Which lines in the records below contain the word "EdAlekseiev"? Return each of them.

##############################

PR #862, opened 2023-11-20
Class Person implemented

Black3942:


fsocie7y (changes requested):
how about person husband? i think u need one more condition to check)

PR #864, opened 2023-11-21
Solution

Vlad1slavo:


app/main.py
```diff
@@ -1,8 +1,23 @@
...
     pass
 
 
 def create_person_list(people: list) -> list:
-    # write your code here
+    for person in people:
+        Person(person["name"], person["age"])
+    for person in people:
+        if person.get("wife") is not None:
+            Person.people[person["name"]].wife\
```
vasylhnatiuk, line 16: try to avoid \

app/main.py
```diff
@@ -1,8 +1,23 @@
...
+                = Person.people[person["wife"]]
+        elif person.get("husband") is not None:
+            Person.people[person["name"]].husband\
```
vasylhnatiuk, line 19: the same here

app/main.py
```diff
@@ -1,8 +1,23 @@
...
+    people = {}
+
+    def __init__(self, name: str, age: int) -> None:
+        self.name = name
+        self.age = age
+        self.people[name] = self
     pass
 
 
 def create_person_list(people: list) -> list:
```
vasylhnatiuk, line 11:
```suggestion
def create_person_list(people: list) -> list[Person]:
```

vasylhnatiuk (changes requested):

app/main.py
Vlad1slavo: > the same here

Corrected

app/main.py
```diff
@@ -1,8 +1,24 @@
...
+    for person in people:
+        current_person = Person.people[person["name"]]
+        if person.get("wife") is not None:
+            wife = Person.people[person["wife"]]
+            current_person.wife = wife
+        elif person.get("husband") is not None:
+            husband = Person.people[person["husband"]]
+            current_person.husband = husband
+
+    return list(Person.people.values())
```
ArsenPidhoretskyi, line 23: This is not true. If we two times invoke this function we do not need previous results

ArsenPidhoretskyi: Return created objects into function

ArsenPidhoretskyi (changes requested):

app/main.py
```diff
@@ -1,8 +1,17 @@
...
+        Person.people[name] = self
 
-def create_person_list(people: list) -> list:
-    # write your code here
-    pass
+
+def create_person_list(people: list) -> list[Person]:
+    person_list = [Person(pers["name"], pers["age"]) for pers in people]
+    for pers, person in zip(people, person_list):
+        if "wife" in pers and pers["wife"]:
```
ArsenPidhoretskyi, line 13: use .get instead of two conditions

ArsenPidhoretskyi (changes requested):

vasylhnatiuk (approved):

PR #901, opened 2023-12-25
Solution

kabust:


msymonovych (approved):

app/main.py
```diff
@@ -1,8 +1,17 @@
...
 
 
 def create_person_list(people: list) -> list:
-    # write your code here
-    pass
+    person_list = [Person(person["name"], person["age"]) for person in people]
+    for index, person in enumerate(people):
+        if "wife" in person and person["wife"] is not None:
+            person_list[index].wife = Person.people[person["wife"]]
+        elif "husband" in person and person["husband"] is not None:
```
NEkropo1, line 15: You can simplify this by removing the is not None check. If person["wife"] or person["husband"] is None, or if these keys are not present in the dictionary, the conditional statement will evaluate to False. This simplification works under the assumption that other falsy values (like empty strings, zeros, or empty lists) are not valid or expected values for these keys.

NEkropo1 (changes requested):

NEkropo1 (approved):
LGTM!

PR #916, opened 2024-01-03
Solution

gaupt:


app/main.py
```diff
@@ -1,8 +1,23 @@
...
+        self.people[self.name] = self
 
 
 def create_person_list(people: list) -> list:
-    # write your code here
-    pass
+    person_list = list()
+    for person_data in people:
+        person = Person(person_data["name"], person_data["age"])
+    for person in people:
```
YuriiSmolii, line 14: This loop is identical with the first one so that can be simplified in order to reduce the complexity of the algorithm.

YuriiSmolii (changes requested):
Algorithm simplification change requested

app/main.py
gaupt: > This loop is identical with the first one so that can be simplified in order to reduce the complexity of the algorithm.

not work

gaupt:
Fix

NazarSheremet (approved):
Good job!

PR #917, opened 2024-01-03
Solution

oksankakot:


kabust (approved):

app/main.py
```diff
@@ -1,8 +1,25 @@
...
+    for i in range(len(person_list)):
+        person = person_list[i]
+        person_dict = people[i]
+        spouse = person_dict.get("wife") or person_dict.get("husband")
+        if spouse is not None:
+            spouse_person = Person.people[spouse]
+            if "wife" in person_dict:
+                person.wife = spouse_person
+            else:
+                person.husband = spouse_person
```
NEkropo1, line 24: best case would be to create function from that and make good returns, but it's not necessary here)

NEkropo1 (approved):
Good Job!

PR #918, opened 2024-01-03
Solution

serji13:


EdAlekseiev (commented):
Good job

serji13:
> Good job

If it's good job, can you approve the changes?

app/main.py
```diff
@@ -1,8 +1,29 @@
...
+    list_of_people = []
+    for d_person in people:
+        c_person = Person(d_person.get("name"), d_person["age"])
+        if "husband" in d_person:
+            if d_person.get("husband") is not None:
+                c_person.husband = d_person.get("husband")
+        if "wife" in d_person:
+            if d_person.get("wife") is not None:
+                c_person.wife = d_person.get("wife")
+        list_of_people.append(c_person)
```
YukihiroSM, line 20: It's better to just create peoples here without getting husband/wife and after that you will have Person.people - which will contain all peoples. After that in the second loop you can iterate over peoples and you will set at the ready Person objeccts as husband/wife without trying to understand if this is a string or something else.

YukihiroSM (changes requested):

app/main.py
serji13: I did not quite understand how I would be able to fit in two cycles in this way. But I improved my previous code - hope you like it.

EdAlekseiev (approved):
Good job

PR #2406, opened 2025-12-06
'Solution'

Nahorni:


app/main.py
```diff
@@ -1,8 +1,27 @@
...
+        self.age = age
+        Person.people[self.name] = self
 
 
 def create_person_list(people: list) -> list:
-    # write your code here
-    pass
+    person_list = []
+    for person in people:
+        person_list.append(Person(person["name"], person["age"]))
```
vsmutok: you can use list comprehension here

app/main.py
```diff
@@ -1,8 +1,27 @@
...
+    for person in people:
+        name = person["name"]
+        current = Person.people[name]
+        if "wife" in person and person["wife"] is not None:
+            if person["wife"] is not None:
+                wife = Person.people[person["wife"]]
+                current.wife = wife
+                wife.husband = current
+        if "husband" in person and person["husband"] is not None:
+            if person["husband"] is not None:
```
vsmutok: You are doing this check twice here:
person["husband"] is not None
One time shod be enough.

vsmutok (changes requested):

vsmutok (approved):
Great!

PR #2431, opened 2025-12-12
Solution

ostapred:


ostapred (commented):
add Person.people. clear in create_person_list and changed loop for to list competition.

PR #2499, opened 2026-01-13
Class Person and function created_person_list created

titoiriepal:
Tested with pytest


titoiriepal (commented):
I changed  the code for use 'person.get'

PR #2546, opened 2026-01-28
fix: use double quotes and remove russian comments

NiMiR13:


ratatuiii (approved):
Interesting, seems good to go

PR #2593, opened 2026-02-15
Solution py-person-class by Kryvutsa

pawunder1992:


app/main.py
```diff
@@ -1,8 +1,19 @@
...
 
 def create_person_list(people: list) -> list:
-    # write your code here
-    pass
+    person_list = [Person(data["name"], data["age"]) for data in people]
+    for index in range(len(people)):
+        if (people[index].get("wife") or people[index].get("husband")
+                in Person.people):
+            person_list[index].wife \
+                = Person.people.get(people[index].get("wife"))
```
AnyoneClown: You can refactor code style for this lines. It's not the best practice to use `\`, even if PEP8 allows it

Example:
```suggestion
            person_list[index].wife = Person.people.get(
                people[index].get("wife")
            )
```

Refactor in all cases below too

app/main.py
```diff
@@ -1,8 +1,19 @@
 class Person:
-    # write your code here
-    pass
+    people = {}
+
+    def __init__(self, name: str, age: int) -> None:
+        self.name = name
+        self.age = age
+        Person.people[f"{self.name}"] = self
```
AnyoneClown: If we already expect name to be `str`, why do we need to use f-string here?

`Person.people[name] = self` -> better way here

app/main.py
```diff
@@ -1,8 +1,19 @@
...
 
 
 def create_person_list(people: list) -> list:
```
AnyoneClown: In type hint for people we can specify what type of objects should be returned in our `list` In this case It should be `Person` class.

Add it here

app/main.py
```diff
@@ -1,8 +1,19 @@
...
-    # write your code here
-    pass
+    person_list = [Person(data["name"], data["age"]) for data in people]
+    for index in range(len(people)):
+        if (people[index].get("wife") or people[index].get("husband")
+                in Person.people):
```
AnyoneClown: No reason to use `for in range` loop. Use default loop `for person in people`, refactor ur code

AnyoneClown (changes requested):

app/main.py
elija-xp: раджу очіщати person.people після виклику метода

    Person.people.clear()

app/main.py
```diff
@@ -1,8 +1,19 @@
...
+        self.age = age
+        Person.people[f"{self.name}"] = self
 
 
 def create_person_list(people: list) -> list:
-    # write your code here
-    pass
+    person_list = [Person(data["name"], data["age"]) for data in people]
+    for index in range(len(people)):
+        if (people[index].get("wife") or people[index].get("husband")
```
elija-xp: if (people[index].get("wife")) or (people[index].get("husband") in Person.people)

а у вашомуу випадк умова True, якщо просто існує ключ "wife" — навіть якщо такої людини немає в Person.people. Крім того, завжди встановлюються обидва атрибути (wife і husband), навіть якщо значення None.

elija-xp (changes requested):

app/main.py
pawunder1992: i maked it shorter

app/main.py
pawunder1992: done

app/main.py
pawunder1992: changed

pawunder1992: done

elija-xp (approved):

app/main.py
```diff
@@ -1,8 +1,22 @@
...
+        self.age = age
+        Person.people[name] = self
 
-def create_person_list(people: list) -> list:
-    # write your code here
-    pass
+
+def create_person_list(people: list[dict]) -> list[Person]:
+    Person.people.clear()
+    [Person(data.get("name"), data.get("name")) for data in people]
```
AnyoneClown: You are creating a person with 2 "name" attributes. It should be `name` and `age` instead.

Don't use List Comprehension, if you are not using list after that. Instead - use `for` loop to iterate through your data

app/main.py
```diff
@@ -1,8 +1,22 @@
...
+        self.name = name
+        self.age = age
+        Person.people[name] = self
 
-def create_person_list(people: list) -> list:
-    # write your code here
-    pass
+
+def create_person_list(people: list[dict]) -> list[Person]:
+    Person.people.clear()
```
AnyoneClown: I though comment from a student. But your function is called `create_person`. So you shouldn't remove any peope. Remove this line

AnyoneClown (changes requested):
Overall - good. Only small changes

app/main.py
pawunder1992: done

app/main.py
pawunder1992: yes, i listen a student and wrote that part of code

AnyoneClown (approved):
LGTM, great job

PR #2603, opened 2026-02-17
'Solution'

AlinaSv88:


app/main.py
```diff
@@ -1,8 +1,27 @@
...
 
 
 def create_person_list(people: list) -> list:
-    # write your code here
-    pass
+    person_ls = []
+
+    for person in people:
+        Person(person["name"], person["age"])
+        person_ls.append(Person.people[person["name"]])
```
vsmutok: You can use a list comprehension here instead of a regular loop

vsmutok (changes requested):

app/main.py
AlinaSv88: Done

DaTrEvTeR (approved):
Well done!

PR #2681, opened 2026-03-19
final_result

antar1x:


app/main.py
```diff
@@ -1,8 +1,29 @@
 class Person:
-    # write your code here
-    pass
+    people = {}
+
+    def __init__(self, name, age):
```
PavelPereverzev1: Missing type annotation for function arguments "name", "age".
Missing return type annotation

app/main.py
```diff
@@ -1,8 +1,29 @@
...
+        Person.people[name] = self
+
 
 
 def create_person_list(people: list) -> list:
-    # write your code here
-    pass
+    result = []
+
+    for p in people:
```
PavelPereverzev1: Using a single letter for a variable name reduces code readability.

PavelPereverzev1 (changes requested):

PR #2710, opened 2026-03-29
solution

Prus-Oleksandr:


alisahoys (approved):
the solution correctly creates Person instances and links wife/husband using the shared Person.people dictionary.

PR #2738, opened 2026-04-01
Solution

BuchArtur:


AnyoneClown (changes requested):
Rejected, made with an AI

app/main.py
```diff
@@ -7,23 +7,15 @@ def __init__(self, name: str, age: int) -> None:
...
-
-    for p_dict in people_data:
-        Person(p_dict["name"], p_dict["age"])
-
-    result = []
-    for p_dict in people_data:
-        name = p_dict["name"]
-        instance = Person.people[name]
-
-        spouse_key = "wife" if "wife" in p_dict else "husband"
```
AnyoneClown: Good, but let's refactor it without using `range` loop. Use simple `for` loop instead

AnyoneClown (changes requested):

AnyoneClown (approved):
LGTM

PR #2752, opened 2026-04-06
Solution

General-Kaolin:


app/main.py
```diff
@@ -1,8 +1,26 @@
...
+
+        wife_name = pers.get("wife")
+        if wife_name:
+            person_instance.wife = Person.people[wife_name]
+
+        husband_name = pers.get("husband")
+        if husband_name:
+            person_instance.husband = Person.people[husband_name]
+
+    return [Person.people[pers["name"]] for pers in people]
```
vsmutok: You are using a loop here three times.
Try to do it only twice so it’s more efficient.

vsmutok (changes requested):

PR #2776, opened 2026-04-15
Solution

RWAdelP:


RWAdelP:
@mateacademy-ai-mentor 
The reviews are inconsistent
It's ok to use p in a for loop but not i_person.

PR #22, opened 2016-12-14
build(ls): move to using yarn and yarn.lock files

chuckjaz:
yarn.lock at root is a signal to travis to install yarn.


vicb:
LGTM

PR #54, opened 2017-03-27
fix: improve error reporting on server requests

chuckjaz:


tbosch:
Is there a way to test this?

PR #138, opened 2017-08-03
Added error handling for @angular/language-service calls

### LINKED ISSUE #128: Output Window gets opened when I type
Output window gets opened any time I type some code and shows language service output.

When I close it doesn't have permanent effect, it gets opened again when I type.

I can't see any settings in the plugin. What shall I do? I don't want Output window open.

DBosley:
This PR should fix #128 for any errors thrown by the following @angular/language-service calls:
```
getHoverAt
getDefinitionAt
getTemplateReferences
getDiagnostics
getCompletionsAt
```


server/src/editorServices.ts
```diff
@@ -3035,7 +3035,15 @@ export class LineLeaf implements LineCollection {
...
   function time<T>(name: string, cb: () => T): T {
     const start = Date.now();
-    const result = cb();
+    let result: T = null;
+    try{
+        result = cb();
+    } catch (error) {
+        logger.msg(
+            `Error for ${name}:\n` +
+            `    ${error}`
```
chuckjaz: The stack is useful to diagnose problems. Consider changing this to `error.stack || error`

chuckjaz:
Let me know if you want to take my recommendation. I will commit this before the release as well.

DBosley:
@chuckjaz I'll toss that in there. One minute.

DBosley:
@chuckjaz All set!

##############################

Answer to this task -
EdAlekseiev (commented):
EdAlekseiev (approved):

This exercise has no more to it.